**THE PROBLEM**
All entries are to be retyped without alteration.
-------- RECORDS FOR THIS EXERCISE
PR #15902, opened 2026-08-20
login: smoother settings shared preference managing (fixes #16030)

### LINKED ISSUE #16030: Refactor beta_auto_download to write through SharedPrefManager
Tracking issue for PR #15902.

Removed direct SharedPreferences injection from SettingsActivity and instead created a setter in SharedPrefManager for the beta auto download feature, properly centralizing persistence responsibilities.

---
*PR created automatically by Jules for task [13458823096484357961](https://jules.google.com/task/13458823096484357961) started by @dogi*

dogi:
Removed direct SharedPreferences injection from SettingsActivity and instead created a setter in SharedPrefManager for the beta auto download feature, properly centralizing persistence responsibilities.

---
*PR created automatically by Jules for task [13458823096484357961](https://jules.google.com/task/13458823096484357961) started by @dogi*


dogi:
**Review — rating: 89/100**

Behavior-identical, and I checked the thing that could have made it otherwise: the old write went through the injected `@DefaultPreferences SharedPreferences`, while the existing `getBetaAutoDownload()` reads `PreferenceManager.getDefaultSharedPreferences(context)` directly. Had those been different stores, this refactor would have silently moved the write. They aren't — `SharedPreferencesModule.provideDefaultSharedPreferences` returns exactly `PreferenceManager.getDefaultSharedPreferences(context)`, so the setter and getter hit the same file both before and after.

The encapsulation is the right call: `"beta_auto_download"` was a magic string at three sites, the setter now sits next to its getter, and a raw `SharedPreferences` injection disappears from a UI class in favour of `SharedPrefManager` — which is the convention the rest of the codebase follows. Dropping the unused `defaultPref` field and its two imports is compiler-verified by the green build.

**Nit — finish the encapsulation with a constant.** `SharedPrefManager`'s companion object already holds every other key (`SAVED_USERS`, `MANUAL_CONFIG`, `FIRST_LAUNCH`, `VERSION_DETAIL`, …), so `"beta_auto_download"` being an inline literal in *two* methods is now the odd one out. A `private const val BETA_AUTO_DOWNLOAD = "beta_auto_download"` makes the pair impossible to drift.

**Nit:** both accessors call `PreferenceManager.getDefaultSharedPreferences(context)` on every invocation rather than sharing a lazy field. Consistent with the existing getter, so no worse than before — just noting it while you're in there.

**Heads-up:** #15870 also edits `SharedPrefManager` (`clearPreferences`, ~line 271). Different region, so it should merge cleanly.

**Verdict:** mergeable.

---

Okuro3499 (approved):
----------------
**ANSWER**
PR #15902, opened 2026-08-20
login: smoother settings shared preference managing (fixes #16030)

### LINKED ISSUE #16030: Refactor beta_auto_download to write through SharedPrefManager
Tracking issue for PR #15902.

Removed direct SharedPreferences injection from SettingsActivity and instead created a setter in SharedPrefManager for the beta auto download feature, properly centralizing persistence responsibilities.

---
*PR created automatically by Jules for task [13458823096484357961](https://jules.google.com/task/13458823096484357961) started by @dogi*

dogi:
Removed direct SharedPreferences injection from SettingsActivity and instead created a setter in SharedPrefManager for the beta auto download feature, properly centralizing persistence responsibilities.

---
*PR created automatically by Jules for task [13458823096484357961](https://jules.google.com/task/13458823096484357961) started by @dogi*


dogi:
**Review — rating: 89/100**

Behavior-identical, and I checked the thing that could have made it otherwise: the old write went through the injected `@DefaultPreferences SharedPreferences`, while the existing `getBetaAutoDownload()` reads `PreferenceManager.getDefaultSharedPreferences(context)` directly. Had those been different stores, this refactor would have silently moved the write. They aren't — `SharedPreferencesModule.provideDefaultSharedPreferences` returns exactly `PreferenceManager.getDefaultSharedPreferences(context)`, so the setter and getter hit the same file both before and after.

The encapsulation is the right call: `"beta_auto_download"` was a magic string at three sites, the setter now sits next to its getter, and a raw `SharedPreferences` injection disappears from a UI class in favour of `SharedPrefManager` — which is the convention the rest of the codebase follows. Dropping the unused `defaultPref` field and its two imports is compiler-verified by the green build.

**Nit — finish the encapsulation with a constant.** `SharedPrefManager`'s companion object already holds every other key (`SAVED_USERS`, `MANUAL_CONFIG`, `FIRST_LAUNCH`, `VERSION_DETAIL`, …), so `"beta_auto_download"` being an inline literal in *two* methods is now the odd one out. A `private const val BETA_AUTO_DOWNLOAD = "beta_auto_download"` makes the pair impossible to drift.

**Nit:** both accessors call `PreferenceManager.getDefaultSharedPreferences(context)` on every invocation rather than sharing a lazy field. Consistent with the existing getter, so no worse than before — just noting it while you're in there.

**Heads-up:** #15870 also edits `SharedPrefManager` (`clearPreferences`, ~line 271). Different region, so it should merge cleanly.

**Verdict:** mergeable.

---

Okuro3499 (approved):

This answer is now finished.